Fains I (A John Chance Mystery) Chapter 8 – I Heard It Through the Grapevine

Fains I (A John Chance Mystery) Chapter 8 – I Heard It Through the Grapevine

Lawrence Martin closed the store at five-PM sharp. Normally he’d stay open until six or seven, give people a chance to pick up what they forgot to get on their way home from work. Sometimes people called with an emergency need: did he have any Enfamil? The generator’s out of gas, and I don’t have any credit cards. Could you open the pumps? Aly’s got one of her migraines again did he have an Excedrin? And his favorite, the grandkids are up and did he have any pistachio ice cream?

Not today.

Today he wanted to know more about Ms. Stacey Knox, recent major domo attorney, now country-bumpkin wannabe farmer. She wasn’t the one he was looking for but GrapeVine reported nothing related to his mission and he liked keeping his research muscles field-ready.

He turned the “Open” sign to “Closed,” set the pumps to credit only, turned on the obvious security system, made himself a cappuccino with the Pavoni, and carried it upstairs to his apartment.

He closed his bedroom door, drew the drapes, sat at his desk, and opened the main drawer. He took out a rather average looking Bic Clic, twisted the barrel, and clicked it.

Electronic filters bathed the building in normalized sound and shielded it from surveillance. A somewhat high-tech TV screen across the room came to life and the message “Cone of Silence establshed” shown on the screen.

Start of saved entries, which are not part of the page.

PR #3585, opened 2025-07-02
lottie: prevent mem leak

mgrudzinska:
Masks of pooled shapes were not unrefed, filling up the memory pool.

before:
Zrzut ekranu 2025-07-2 o 14 19 35
Zrzut ekranu 2025-07-2 o 14 24 53
Zrzut ekranu 2025-07-2 o 14 29 22

after:
Zrzut ekranu 2025-07-2 o 14 31 37

sample:
[mask.json](https://github.com/user-attachments/files/21018098/mask.json)


src/loaders/lottie/tvgLottieBuilder.cpp
```diff
@@ -1204,6 +1204,7 @@ void LottieBuilder::updateMasks(LottieLayer* layer, float frameNo)
         if (!pShape) {
             pShape = layer->pooling();
             pShape->reset();
+            PAINT(pShape)->resetMaskClip();
```
hermet: I think you can just use `SHAPE(pShape)->reset();`
with removing 1225, 1226 lines.

mgrudzinska: please check now, ```pShape->reset();``` replaced with ```SHAPE(pShape)->reset();```

PR #3610, opened 2025-07-09
lottie: fix layer update

mgrudzinska:
If a layer’s inPoint and/or outPoint differs from
the overall animation range, it must continue to be updated past those points so that it correctly becomes invisible. Otherwise, the last updated frame remains stuck on screen.
Likewise, when a layer’s opacity suddenly drops to zero, it should still be redrawn as fully transparent.

samples:
[op.json](https://github.com/user-attachments/files/21143067/op.json)
[update.json](https://github.com/user-attachments/files/21143069/update.json)

before:
before

after:
after


hermet:
@mgrudzinska I can't reproduce this with the latest main or the ThorVG viewer. It seems to have been a temporary issue wrt partial rendering during main dev. and doesn't appear to be related to Lottie itself. Please double-check. Thanks.

PR #3614, opened 2025-07-12
sw_engine: rectifiy logic wrt blendings

hermet:
- minor optimization of the unpremultiply logic
- exception handling for the unpremultipy logic
- appropriate alpha pre/unpre multiplication is applied
- code clean++

issue: https://github.com/thorvg/thorvg/issues/1944


SergeyLebedkin:
As I caa see the resuts must be the same?
I mean we do not need to chnage gl/wg shaders for this cond of blendings?

hermet:
> As I caa see the resuts must be the same? I mean we do not need to chnage gl/wg shaders for this cond of blendings?

@SergeyLebedkin yes, need to change them & align the same result.

Issue #3615, opened 2025-07-13
Not rendering complex SVG's


Neodevils:
Hello, I am a Godot user and Godot uses ThorVG as far as I know. 
_I don't know this is duplicated. I have searched for use keyword but couldn't find any._

> ### Issue description
> 
> So far, I am trying to use extracted SVG files from a SWF file with using FFDec Flash Decompiler. It exports SVG files with `<use>` along with `defs` & `g` elements.
> 
> ### Example
> ```xml
> 
> <use ffdec:characterId="797" ffdec:characterName="WholeSword" height="79.45" transform="matrix(0.9871, -0.1571, 0.1571, 0.9871, -95.6324, -201.0661)" width="132.65" xlink:href="#sprite25"/>
> 
> ```
> 
> When I import this to Godot, it just shows a blank screen for SVG file. I have tried to SVG to SVG converter to escape from these elements but now it returns the file just as `<path>` which is making the dedicated sprite name unable to detect _since all become path_.
> 
> 1. Upload the file to Godot.
> 2. You can't see it is output.
> ---
> 1. Open it on any kind of browser.
> 2. It is being displayed on browser.
> 
> ![Image](https://github.com/user-attachments/assets/1e831e81-6416-4a35-a414-ea00ea833507)
>

hermet:
@Neodevils Hello, the fix will be in v0.15.14. Thanks.

PR #3616, opened 2025-07-14
svg: fix nested use nodes

mgrudzinska:
Previously, only single-level <use> references were supported. If a <use> node pointed to another element that itself contained a <use> node, the reference wasn’t resolved.
This has been fixed by replacing the array of postponed elements with a list. The list is traversed, and nodes aren’t cloned while they or any of their children remain unresolved. In such cases, the target element also gets added to the list, enabling recursive resolution of nested href references.

@Issue: https://github.com/thorvg/thorvg/issues/3615

samples:
[Archiwum.zip](https://github.com/user-attachments/files/21222689/Archiwum.zip)

before:
Zrzut ekranu 2025-07-14 o 23 29 10

after:
Zrzut ekranu 2025-07-14 o 23 28 52

### DIFF
--- a/src/loaders/svg/tvgSvgLoader.cpp
+++ b/src/loaders/svg/tvgSvgLoader.cpp
@@ -894,12 +894,6 @@ error:
     }
 
 
-static void _postpone(Array<SvgNodeIdPair>& nodes, SvgNode *node, char* id)
-{
-    nodes.push({node, id});
-}
-
-
 static bool _attrParseSvgNode(void* data, const char* key, const char* value)
 {
     SvgLoaderData* loader = (SvgLoaderData*)data;
@@ -1157,7 +1151,7 @@ static void _handleCssClassAttr(SvgLoaderData* loader, SvgNode* node, const char
         cssCopyStyleAttr(node, cssNode);
     }
 
-    if (!cssClassFound) _postpone(loader->nodesToStyle, node, *cssClass);
+    if (!cssClassFound) loader->nodesToStyle.push({node, *cssClass});
 }
 
 
@@ -2155,6 +2149,23 @@ static SvgNode* _findParentById(SvgNode* node, char* id, SvgNode* doc)
 }
 
 
+static bool _checkPostponed(SvgNode* node, SvgNode* cloneNode, int depth)
+{
+    if (node == cloneNode) return true;
+
+    if (depth == 512) {
+        TVGERR("SVG", "Infinite recursive call - stopped after %d calls! Svg file may be incorrectly formatted.", depth);
+        return false;
+    }
+
+    ARRAY_FOREACH(p, node->child) {
+        if (_checkPostponed(*p, cloneNode, depth + 1)) return true;
+    }
+
+    return false;
+}
+
+
 static constexpr struct
 {
     const char* tag;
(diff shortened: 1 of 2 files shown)


src/loaders/svg/tvgSvgLoader.cpp
```diff
@@ -2155,6 +2164,22 @@ static SvgNode* _findParentById(SvgNode* node, char* id, SvgNode* doc)
 }
 
 
+static bool _checkPostponed(SvgNode* node, SvgNode* cloneNode, int depth)
+{
+    if (depth == 8192) {
```
hermet: A recursion depth of 8192 seems excessively large.

src/loaders/svg/tvgSvgLoader.cpp
```diff
@@ -2155,6 +2164,22 @@ static SvgNode* _findParentById(SvgNode* node, char* id, SvgNode* doc)
...
+        TVGERR("SVG", "Infinite recursive call - stopped after %d calls! Svg file may be incorrectly formatted.", depth);
+        return false;
+    }
+
+    if (node == cloneNode) return true;
```
hermet: This success condition needs to be prioritized in the function.

src/loaders/svg/tvgSvgLoader.cpp
```diff
@@ -900,6 +900,15 @@ static void _postpone(Array<SvgNodeIdPair>& nodes, SvgNode *node, char* id)
 }
 
 
+static void _postpone(Inlist<SvgNodeIdPair>& nodes, SvgNode *node, char* id)
```
hermet: There’s no point in separating the function. `_postpone()` is neither self-explanatory nor reusable, and it adds unnecessary complexity with this change.

src/loaders/svg/tvgSvgLoader.cpp
```diff
@@ -3356,22 +3394,39 @@ static void _cloneNode(SvgNode* from, SvgNode* parent, int depth)
...
+    while (nodeIdPair) {
+        auto defs = _getDefsNode(nodeIdPair->node);
+        auto nodeFrom = _findNodeById(defs, nodeIdPair->id);
+        if (!nodeFrom) nodeFrom = _findNodeById(doc, nodeIdPair->id);
+
+        if (!_findParentById(nodeIdPair->node, nodeIdPair->id, doc)) {
+            //Check if none of nodeFrom's children are in the cloneNodes list
+            auto postpone = false;
+            INLIST_FOREACH((*cloneNodes), pair) {
+                if (_checkPostponed(nodeFrom, pair->node, 1)) {
```
JSUYA: There are scenarios where `nodeFrom` can be null, please see the example below.

```html
<svg xmlns:xlink="http://www.w3.org/1999/xlink" height="729.7" width="639.65" xmlns="http://www.w3.org/2000/svg">
  <defs>

    <use id="sprite0" height="5.15"  width="4.45" href="#shape0"/>

    <use id="sprite0" height="5.15"  width="4.45" href="#invalidUrl"/>

    <path id="shape0" d="M0 0 h 200 v 200 " fill="#ff00ff" />

  </defs>

  <use height="36.05"  width="31.15" href="#sprite0"/>

</svg>

```

how about this?
```cpp
if (nodeFrom && _checkPostponed(nodeFrom, pair->node, 1)) {
```

src/loaders/svg/tvgSvgLoader.cpp
mgrudzinska: copied from other function in tvgSvgLoader. 
I changed it to 512

src/loaders/svg/tvgSvgLoader.cpp
```diff
@@ -3356,22 +3394,39 @@ static void _cloneNode(SvgNode* from, SvgNode* parent, int depth)
...
+                    postpone = true;
+                    cloneNodes->back(nodeIdPair);
```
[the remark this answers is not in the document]
mgrudzinska: nodeIdPair = cloneNodes->front(); removes the node

src/loaders/svg/tvgSvgLoader.cpp
```diff
@@ -3356,22 +3380,41 @@ static void _cloneNode(SvgNode* from, SvgNode* parent, int depth)
...
-            _cloneNode(nodeFrom, nodeIdPair.node, 0);
-            if (nodeFrom && nodeFrom->type == SvgNodeType::Symbol && nodeIdPair.node->type == SvgNodeType::Use) {
-                nodeIdPair.node->node.use.symbol = nodeFrom;
+    auto nodeIdPair = cloneNodes->front();
+    while (nodeIdPair) {
+        auto defs = _getDefsNode(nodeIdPair->node);
+        auto nodeFrom = _findNodeById(defs, nodeIdPair->id);
+        if (!nodeFrom) nodeFrom = _findNodeById(doc, nodeIdPair->id);
+
+        if (!_findParentById(nodeIdPair->node, nodeIdPair->id, doc)) {
```
JSUYA: It seems more efficient to have the code that gets nodeFrom inside the if-condition.

```suggestion
        if (!_findParentById(nodeIdPair->node, nodeIdPair->id, doc)) {
            auto defs = _getDefsNode(nodeIdPair->node);
            auto nodeFrom = _findNodeById(defs, nodeIdPair->id);
            if (!nodeFrom) nodeFrom = _findNodeById(doc, nodeIdPair->id);
```

JSUYA (approved):
LGTM

hermet (approved):

PR #3621, opened 2025-07-17
api: Add Composition blend mode

hermet:
The composition mode enables intermediate blending. When a scene
 uses Composition mode, it generates an intermediate buffer to
render the scene image first. This image can then be blended with the canvas afterward.

Please avoid to use this, unless you really need to composite the precomposite scene. This feature is relatively expensive at performance.

C++ API:
+BlendMethod::Composition

C API:
+Tvg_Blend_Method::TVG_BLEND_METHOD_COMPOSITION


hermet:
\+ @SergeyLebedkin gl/wgpu also need to support Composition

PR #3624, opened 2025-07-17
renderer: refactored to share gl stroke dasher among engines

SergeyLebedkin:
Move stroke dasher to the common code space to create an abillity to use it on the cross API renderers (wg and gl). 
Stroke dasher is a path-to-path operation, same as path trim, so can be placed to the common space.
Now RenderShape can generate dashed path by himself.
Dashing mechanics fully hiden from the user but can be used in gl and wg renderers.

issue: https://github.com/thorvg/thorvg/issues/3557


hermet:
binary size +5kb, even if sw engine only is built...

PR #3627, opened 2025-07-17
gl_engine: Fix GlRenderTarget::reset()

Nor-s:
Avoid deleting the framebuffer when `mFbo == GL_INVALID_VALUE`, as this is not a valid framebuffer object.

mFbo is initialized with GL_INVALID_VALUE as its default value.
- https://github.com/thorvg/thorvg/blob/e3e0ab8579792d67aa299ff3ee3f6a93c53610d7/src/renderer/gl_engine/tvgGlRenderTarget.h#L53
- https://github.com/thorvg/thorvg/blob/e3e0ab8579792d67aa299ff3ee3f6a93c53610d7/src/renderer/gl_engine/tvgGlRenderTarget.cpp#L87

### DIFF
--- a/src/renderer/gl_engine/tvgGlRenderTarget.cpp
+++ b/src/renderer/gl_engine/tvgGlRenderTarget.cpp
@@ -77,7 +77,7 @@ void GlRenderTarget::init(uint32_t width, uint32_t height, GLint resolveId)
 
 void GlRenderTarget::reset()
 {
-    if (mFbo == 0) return;
+    if (mFbo == 0 || mFbo == GL_INVALID_VALUE) return;
     GL_CHECK(glBindFramebuffer(GL_FRAMEBUFFER, 0));
     GL_CHECK(glDeleteFramebuffers(1, &mFbo));
     GL_CHECK(glDeleteRenderbuffers(1, &mColorBuffer));


src/renderer/gl_engine/tvgGlRenderTarget.cpp
```diff
@@ -77,7 +77,7 @@ void GlRenderTarget::init(uint32_t width, uint32_t height, GLint resolveId)
 
 void GlRenderTarget::reset()
 {
-    if (mFbo == 0) return;
+    if (mFbo == 0 || mFbo == GL_INVALID_VALUE) return;
```
SergeyLebedkin, line 80: Official spec:

```
GL_INVALID_VALUE, 0x0501
Given when a value parameter is not a legal value for that function.
```
So its related to the func parameters but not for a handles

Nor-s: Thank you. I'm closing this PR.

hermet:
@SergeyLebedkin This patch looks valid exception. Please double-check again(Create GlCanvas -> destroy GlCanvas). It's initialized with GL_INVALID_VALUE.
image

SergeyLebedkin:
> @SergeyLebedkin This patch looks valid exception. Please double-check again(Create GlCanvas -> destroy GlCanvas). It's initialized with GL_INVALID_VALUE. 

No, it means, that we just use GL_INVALID_VALUE constans as a marker for invalid buffer handle.
The other question is why this constant? Just because of name? but its confusing

hermet:
@SergeyLebedkin Whether we use `GL_INVALID_VALUE` or another value is something we can decide. But it's important to prevent invalid values from being passed to the GL call. Please suggest if you have a clean fix. Thanks.

SergeyLebedkin:
opengl has no concept of invalid handle to buffer. However, we can introduce our own constant for this, but not in a scope of GL constants. F.e.

```
TVG_GL_INVALID_HANDLE = 0xFFFF
```

hermet:
@SergeyLebedkin What are the benefits of doing that compared to the current? and What would you do if FFFF is actually a valid value allowed by GL?

SergeyLebedkin:
> @SergeyLebedkin What are the benefits of doing that compared to the current? and What would you do if FFFF is actually a valid value allowed by GL?

Same question about GL_INVALID_VALUE 0x0501
The most relevant value for invalid handle of FBO is 0

hermet:
@SergeyLebedkin Please propose a proper fix in this engine and work toward improvement. Just referring to the OpenGL spec isn't very helpful.

PR #3632, opened 2025-07-20
gl_engine: fix FBO validation

SergeyLebedkin:
At the moment, we use the value GL_INVALID_VALUE to mark an invalid handle for FBO, which is not correct.
It is more correct to use the value 0, which signals that the buffer was not created. 
Canvas initialization processes have also been adjusted

See Lottie, MultiCanvas examples

### DIFF
--- a/src/renderer/gl_engine/tvgGlRenderTarget.cpp
+++ b/src/renderer/gl_engine/tvgGlRenderTarget.cpp
@@ -31,7 +31,7 @@ GlRenderTarget::~GlRenderTarget()
 
 void GlRenderTarget::init(uint32_t width, uint32_t height, GLint resolveId)
 {
-    if (mFbo != GL_INVALID_VALUE || width == 0 || height == 0) return;
+    if (mFbo != 0 || width == 0 || height == 0) return;
     mWidth = width;
     mHeight = height;
 
@@ -84,7 +84,11 @@ void GlRenderTarget::reset()
     GL_CHECK(glDeleteRenderbuffers(1, &mDepthStencilBuffer));
     GL_CHECK(glDeleteFramebuffers(1, &mResolveFbo));
     GL_CHECK(glDeleteTextures(1, &mColorTex));
-    mFbo = GL_INVALID_VALUE;
+    mFbo = 0;
+    mColorBuffer = 0;
+    mDepthStencilBuffer = 0;
+    mResolveFbo = 0;
+    mColorTex = 0;
 }
 
 GlRenderTargetPool::GlRenderTargetPool(uint32_t maxWidth, uint32_t maxHeight): mMaxWidth(maxWidth), mMaxHeight(maxHeight), mPool() {}
--- a/src/renderer/gl_engine/tvgGlRenderTarget.h
+++ b/src/renderer/gl_engine/tvgGlRenderTarget.h
@@ -44,13 +44,13 @@ public:
     void setViewport(const RenderRegion& vp) { mViewport = vp; }
     const RenderRegion& getViewport() const { return mViewport; }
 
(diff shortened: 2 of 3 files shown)


SergeyLebedkin:
Altarnate to https://github.com/thorvg/thorvg/pull/3627

hermet:
Somehow, this has broken the original specification of the GL Canvas. Direct rendering is no longer valid. This needs to be reconsidered...

`* @param[in] id The GL target ID, usually indicating the FBO ID. A value of @c 0 specifies the main surface.`

```
    /**
     * @brief Sets the drawing target for rasterization.
     *
     * This function specifies the drawing target where the rasterization will occur. It can target
     * a specific framebuffer object (FBO) or the main surface.
     *
     * @param[in] context The GL context assigning to the current canvas rendering.
     * @param[in] id The GL target ID, usually indicating the FBO ID. A value of @c 0 specifies the main surface.
     * @param[in] w The width (in pixels) of the raster image.
     * @param[in] h The height (in pixels) of the raster image.
     * @param[in] cs Specifies how the pixel values should be interpreted. Currently, it only allows @c ColorSpace::ABGR8888S as @c GL_RGBA8.
     *
     * @retval Result::InsufficientCondition if the canvas is performing rendering. Please ensure the canvas is synced.
     * @retval Result::NonSupport In case the gl engine is not supported.
     *
     * @see Canvas::viewport()
     * @see Canvas::sync()
     *
     * @note Experimental API
    */
    Result target(void* context, int32_t id, uint32_t w, uint32_t h, ColorSpace cs) noexcept;
```

SergeyLebedkin:
> Somehow, this has broken the original specification of the GL Canvas. Direct rendering is no longer valid

No. Its did not break the currenе logic. In any case, the gl (and wg as well) renderer make rendering through an intermediate offscreen target that just blited to the providet external target in sync stage.
External target 0 - is still valid value as a direct native window surface. Intermidiate buffers are fully controled by as they are internal structures (not public), so it will not provide any handles conflicts.

hermet:
> In any case, the gl (and wg as well) renderer make rendering through an intermediate offscreen target that just blited to the providet external target in sync stage.
> External target 0 - is still valid value as a direct native window surface. Intermidiate buffers are fully controled by as they are internal structures (not public), so it will not provide any handles conflicts.

@SergeyLebedkin The FBO ID was originally provided by the user according to our API specification, but it is now entirely controlled by the engine. That’s a broken design. I'm not saying this PR caused the issue, but the current behavior and the spec are not aligned anymore. Time to clean it.

SergeyLebedkin:
> The FBO ID was originally provided by the user according to our API specification, but it is now entirely controlled by the engine

No, its not. We did not touch the originally provided ID. Its still controlled by user and valid for user.

SergeyLebedkin:
@Nor-s Thanks for bringing this up! It should have been resolved a long time ago! Thanks for reminding

hermet:
> No, its not. We did not touch the originally provided ID. Its still controlled by user and valid for user.

@SergeyLebedkin It is, the idea was to support direct drawing to the main surface without surface composition for performance when id is zero. I designed this and now it doesn't work like that...

SergeyLebedkin:
> @SergeyLebedkin It is, the idea was to support direct drawing to the main surface without surface composition for performance when id is zero. I designed this and now it doesn't work like that...

Its understandable, but it was changed a long time ago and not by this PR. 
We can back to review of this logic in some time, but its not related to this PR

hermet:
> I'm not saying this PR caused the issue, but the current behavior and the spec are not aligned anymore. Time to clean it.

@SergeyLebedkin What i said.

Issue #3099, opened 2025-01-06
lottie: Slot Optimization refactoring


hermet:
Currently, the overriding property is accessed through its object. This is not an ideal solution, as the target/source should be at the property level. We can revise the design and implementation to make it much flexible and simple logic.

![image](https://github.com/user-attachments/assets/4940814c-4470-49cf-9d7e-dd99c013b043)

See:
![image](https://github.com/user-attachments/assets/3575c113-058c-4b03-8754-22526e6a8d71)

hermet:
closed by https://github.com/thorvg/thorvg/pull/3323

PR #3634, opened 2025-07-21
lottie/slot: refactor override mechanism to property level

tinyjin:
CleanShot 2025-07-22 at 01 55 28@2x

Previously, the Slot overriding were accessed through their parent objects, which wasn't a best solution.

This change moves the target/source access to the property level directly, making the logic more flexible and simple.

issue: https://github.com/thorvg/thorvg/issues/3099


hermet:
@tinyjin could you please rebase this? thanks.

tinyjin:
@hermet I think it's already applied in https://github.com/thorvg/thorvg/pull/3323

PR #325, opened 2015-09-04
js build pipeline

stojg:
Javascript from the jsx folder are now concatenated, modularised and minified


stojg:
please hold merging this will I investigate a regression

PR #338, opened 2015-09-08
NEW: users can "star" projects

stojg:
Allow users to star/unstar projects so that the most often used projects can be found quickly

### DIFF
--- a/code/control/DNRoot.php
+++ b/code/control/DNRoot.php
@@ -50,6 +50,7 @@ class DNRoot extends Controller implements PermissionProvider, TemplateGlobalPro
 	 */
 	public static $allowed_actions = array(
 		'projects',
+		'nav',
 		'update',
 		'project',
 		'toggleprojectstar',
@@ -260,6 +261,23 @@ class DNRoot extends Controller implements PermissionProvider, TemplateGlobalPro
 		return $this->customise(array(
 			'Title' => 'Projects',
 		))->render();
+	}
+
+	/**
+	 *
+	 * @param SS_HTTPRequest $request
+	 * @return \SS_HTTPResponse
+	 */
+	public function nav(SS_HTTPRequest $request) {
+		return $this->renderWith('Nav');
+	}
+
+	/**
+	 * Return a link to the navigation template used for AJAX requests.
+	 * @return string
+	 */
+	public function NavLink() {
+		return Controller::join_links(Director::absoluteBaseURL(), 'naut', 'nav');
 	}
 
 	/**
@@ -888,7 +906,10 @@ class DNRoot extends Controller implements PermissionProvider, TemplateGlobalPro
 		$currentProject = $this->getCurrentProject();
 
 		$projects = $this->getStarredProjects();
-		if($projects->count() == 0) {
+		if($projects->count() > 0) {
+			// user has starred projects, show as many as they want.
+			$limit = -1;
+		} else {
 			$projects = $this->DNProjectList();
 		}
 
--- a/code/control/DNRoot.php
+++ b/code/control/DNRoot.php
@@ -52,6 +52,7 @@ class DNRoot extends Controller implements PermissionProvider, TemplateGlobalPro
 		'projects',
 		'update',
 		'project',
+		'toggleprojectstar',
 		'branch',
 		'environment',
 		'abortpipeline',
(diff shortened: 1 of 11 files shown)


stojg:
image

Unfortunately the star/unstar click requires a page reload due to the Stack list on the left. If we want that we need to reload that panel.

stojg:
@clarkepaul any feedback is highly appriciated

code/control/DNRoot.php
```diff
@@ -630,6 +632,33 @@ public function project(SS_HTTPRequest $request) {
...
+
+		$member = Member::currentUser();
+		if($member === null) {
+			return $this->project404Response();
+		}
+		$favProject = $member->StarredProjects()
+			->filter('DNProjectID', $project->ID)
+			->first();
+
+		if($favProject) {
```
halkyon: It may be worth noting that this is actually a "togglestarproject", it doesn't just enable the star?

code/control/DNRoot.php
```diff
@@ -823,6 +852,28 @@ public function DNProjectList() {
...
+		$member = Member::currentUser();
+		if(!$member) {
+			return new ArrayList();
+		}
+
+		$favProjects = $member->StarredProjects();
+
+		$list = new ArrayList();
+		foreach($favProjects as $project) {
+			if($project->CanView($member)) {
```
halkyon: I think this should be `canView`, not `CanView`. PHP is stupid and let's you do whatever case you want.

code/control/DNRoot.php
```diff
@@ -823,6 +852,28 @@ public function DNProjectList() {
 	}
 
 	/**
+	 * Provide a list of all projects.
+	 *
+	 * @return SS_List
+	 */
+	public function getStarredProjects() {
+		$member = Member::currentUser();
+		if(!$member) {
```
halkyon: Should this check be `$member === null` like in the `starproject` controller action?

code/control/DNRoot.php
```diff
@@ -834,7 +885,13 @@ public function Navigation($limit = 5) {
 
 		$currentProject = $this->getCurrentProject();
 
-		$projects = $this->DNProjectList();
+		$projects = $this->getStarredProjects();
+		if($projects->Count() == 0) {
```
halkyon: Should be `count()`, again PHP allowing any case.

code/model/DNProject.php
```diff
@@ -439,6 +440,28 @@ public function Link($action='') {
...
+	/**
+	 * @return bool
+	 */
+	public function IsStarred() {
+		$member = Member::currentUser();
+		if($member === null) {
+			return false;
+		}
+		$favourited = $this->StarredBy()->filter('MemberID', $member->ID);
+		if($favourited->Count() == 0) {
```
halkyon: Should be `count()` here as well

code/control/DNRoot.php
stojg: good suggestion, renamed the method and added a small description on it

stojg:
@halkyon thanks for the review / suggestions

halkyon:
@stojg happy with this from the code perspective. Did you want to wait for @clarkepaul to review as well before we merge?

halkyon:
@stojg one last thing: did you check if this works properly with lots of projects, i.e. doesn't introduce performance regressions?

stojg:
I think paul and someone else should have a look to ensure it's not getting more confusing, for example the nav list doesn't indicate any more that it only displays starred projects. Is that confusing?

And yes, I've checked it with ~40 projects, no perceivable performance impact IMO

stojg:
Feedback: 
 - Left Project list should reload on star/unstar without page reload (ajax)
 - a title or popup on the link that explains what will happen when the star is clicked.

dhensby:
thanks the lawd for this addition :)

dhensby:
I think this looks good - I would say that the `starproject` method should probably check the `canView` of the `$project` before adding it to the many_many, otherwise it might be possible for a malicious user to infer a project url by testing urls and not getting a 404 back.

halkyon:
@dhensby yep, it does that through `DNProjectList` when it calls `getCurrentProject()`

mateusz:
Made only a quick once-over, Stig & Sean have already discussed this extensively.

PR #339, opened 2015-09-08
Adding a basic search filter for project lists that contains more than 5 projects

stojg:


stojg:
Search place holder:

image

During searching

image

stojg:
It will autofocus on the search field when the page have loaded

PR #346, opened 2015-09-09
FIX Starred menu doesn't show correct when selecting non-starred proj…

micmania1:
…ect.


code/control/DNRoot.php
```diff
@@ -906,11 +906,10 @@ public function Navigation($limit = 5) {
...
 
 		$projects = $this->getStarredProjects();
-		if($projects->count() > 0) {
-			// user has starred projects, show as many as they want.
-			$limit = -1;
-		} else {
+		if($projects->count() < 1) {
 			$projects = $this->DNProjectList();
+		} else {
+			$limit -1;
```
halkyon: Shouldn't this be `$limit = -1`?

PR #348, opened 2015-09-09
Ensure that fetching git_revisions adds loading indicator.

halkyon:
This process can take a while on larger repos, e.g. 3-4 seconds.
Rather than show an empty form that looks broken,
show a loading indicator.


jsx/deploy.jsx
```diff
@@ -213,6 +211,10 @@ var deploy = (function (events, classNames) {
 			this.setState({selectedTab: id});
 		},
 		render: function () {
+			if(this.state.loading) {
+				return <LoadingDeployForm message="Loading&hellip;" />
```
micmania1: I think this needs to be wrapped in braces - at least to remain consistent.

PR #351, opened 2015-09-10
Adding compare link to "Code revision" for easy access to diff.

halkyon:
screen shot 2015-09-10 at 12 26 18 pm


clarkepaul:
Wouldn't the arrow just go one way?

PR #354, opened 2015-09-10
Replace eye icon with "View diff"

halkyon:
screen shot 2015-09-10 at 3 17 14 pm


sminnee:
Does anyone thing that "View code changes" or "View changes" would be better?

PR #355, opened 2015-09-10
Show currently deployed version in more clarity and consistency.

halkyon:
Fixing template issue where "Committer" doesn't ever exist, and never
shows the commit message. Add a header "Currently deployed" to
make it a bit more consistent with the deploy screen.


micmania1:
The commit message is set to show after the SHA at the moment - I don't know why it doesn't.

halkyon:
@micmania1 oh really, so it's a bug the commit message doesn't show up :D i'll have a look

halkyon:
@micmania1 Fixed. Removed the "Committer" if blocks in the template, it now exposes the commit message.

halkyon:
Here's what it looks like with this change:

screen shot 2015-09-10 at 4 24 44 pm

sminnee:
i like that we're including all that content, but seems a bit bunched up to me. I'd probably have a clearer indication that the first line is *what* was committed and the second line was *when* it was committed.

Martin chuckled as he did every time that message popped up. Croyden always came up with interesting names for the gadgets his team put together. A bit much for tiny Acra, New York, but he didn’t argue when Croyden offered it to him. “Ever think of calling yourself ‘M’?”

Croyden always shook his head and smiled.

Outside and in back of his store with shopkeeper’s apartment above, the three satellite dishes changed their alignment such that they became a single, high-power receiving/sending station rather than standard C-band TV satellite dishes.

GrapeVine, another of Croyden’s gadgets, linked to The Bureau’s backend through some kind of “bounce-around-the-globe” relay.The high-tech TV screen blinked and “GrapeVine established” replaced the “Cone of Silence” message. Martin typed in wht little info he’d gathered on Stacey Knox.

GrapeVine returned a thousand page report.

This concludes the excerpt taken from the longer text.